In Spent, Bechdel delivers a riotous auto-fictional romp where “Alison Bechdel,” a goat-farming cartoonist in Vermont, is plagued by environmental despair, existential crises, and professional envy. As her TV adaptation Death and Taxidermy becomes a surprise hit, Alison finds herself spiraling into jealousy—and obsessively wondering why she isn’t hosting a feel-good, ethically radical makeover show like Queer Eye. Her musings on capitalism, climate change, and queer identity are both devastatingly funny and sharply reflective. With its madcap ensemble of aging radicals, viral wood-chopping tutorials, and Emmy-fueled angst, Spent is wildly original, meta to the bone, and deeply human. Bechdel remains one of the most fearless and inventive voices in contemporary comics.

9.Never Flinch by Stephen King

 

Stephen King, the undisputed master of horror and suspense, is back with a spine-chilling thriller that feels both classic and urgent. With more than 60 novels and 200 short stories to his name, King has redefined American fiction over five decades—and Never Flinch proves that his storytelling powers are as potent as ever.

 

This pulse-pounding novel centers on a chilling letter received by a police department, threatening to murder “thirteen innocents and one guilty” in retribution for a wrongful death. Detective Izzy Jaynes enlists the help of fan-favorite Holly Gibney as the case grows darker and deadlier. Parallel to this, feminist icon Kate McKay is being stalked on her national lecture tour, and Holly is recruited as her reluctant bodyguard. With a villain as twisted as any King has created, and a cast that spans fame, politics, and grassroots justice, Never Flinch explores the blurred lines between guilt and innocence, vengeance and redemption. Taut, layered, and wickedly satisfying, this novel is King at his most socially attuned and narratively explosive.

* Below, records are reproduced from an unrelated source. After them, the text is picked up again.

PR #1882, opened 2016-10-22
Fix for windows quoting issue with machines

janschulz:
The problem is that `argvquote(r'\\machine\dir\file.bat', force=True)` returns a wrongly quoted string: `"\\\machine\dir\file.bat"` (note the three instead of two `\` in the beginning). This fix adds a testcase for such paths and reimplements the mentioned algorithm in argvquote more closely.

CC: @melund

### DIFF
--- a/tests/test_tools.py
+++ b/tests/test_tools.py
@@ -915,19 +915,25 @@ def test_escape_windows_cmd_string(st, esc):
     assert esc == obs
 
 
-@pytest.mark.parametrize('st, esc', [
-    ('', '""'),
-    ('foo', 'foo'),
+@pytest.mark.parametrize('st, esc, forced', [
+    ('', '""', None),
+    ('foo', 'foo', '"foo"'),
     (r'arg1 "hallo, "world""  "\some\path with\spaces")',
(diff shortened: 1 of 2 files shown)


janschulz:
Original bugreport in https://github.com/Cadair/jupyter_environment_kernels/issues/25 by @bytesemantics

melund:
Ahh, I see where I went wrong when porting the algorithm. It is very dangerous to be creative when doing such things. 

Big kudos for spotting and fixing this error @janschulz. And thanks a lot for all the tests. It is missing a news item, but I can add that. Thanks for this fix.

melund:
And nice to see that the code snippet is used somewhere else :)

janschulz:
If xonsh would put that part of the code (basically `execute a command and get a back the env variables`) into it's own package, I (and probably the conda-kernel people) would be very happy :-)

scopatz:
@janschulz - that is a great idea.  We have already broken out some other projects. We could make a repo int the xonsh org and give you collaborator access if you'd be willing to help out with that.  Otherwise it will probably have to wait until all of these subproc issues get worked out for me (personally) have the opportunity to split anything out myself.

PR #1883, opened 2016-10-22
Add news item for #1882

melund:


astronouth7303:
Will the @'s link when docs are generated?

scopatz:
I don't think so, sadly, though there is probably some fancy sphinx extension for that

scopatz:
So it actually doesn't look like there is one, but it probably wouldn't be hard to write...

10.We All Live Here by Jojo Moyes

 

Jojo Moyes, beloved author of Me Before You, returns with a moving and wise novel that delves into the beautiful chaos of modern family life. With more than 40 million books sold worldwide, Moyes has become a literary staple for readers who crave stories that blend romance, humor, and emotional depth.

 

In We All Live Here, we meet Lila Kennedy—a woman overwhelmed by the crumbling pieces of her life: a failing marriage, rebellious daughters, a collapsing house, and a stepfather who’s taken up residence in her living room. Just when it seems things can’t get worse, her estranged biological father—a once-glamorous Hollywood dropout—shows up unannounced. As Lila navigates the tensions of her unruly blended family, she begins to reevaluate what it means to be loved and to belong. With her signature warmth and wit, Moyes crafts a novel that celebrates second chances, flawed relationships, and the quiet strength of women. We All Live Here is a deeply relatable and delightfully uplifting story about finding joy in imperfection.

 

From thought-provoking literary fiction and riveting suspense to biting comic novels and lyrical explorations of nature, these ten books reflect the richness and diversity of contemporary storytelling. Whether you’re in the mood for a philosophical journey through time, a hilarious autofictional romp, or a moving family saga, these new reads are perfect companions for your May reading list. So grab a blanket, head to your favorite reading spot, and let these unforgettable stories carry you through the month—and well beyond.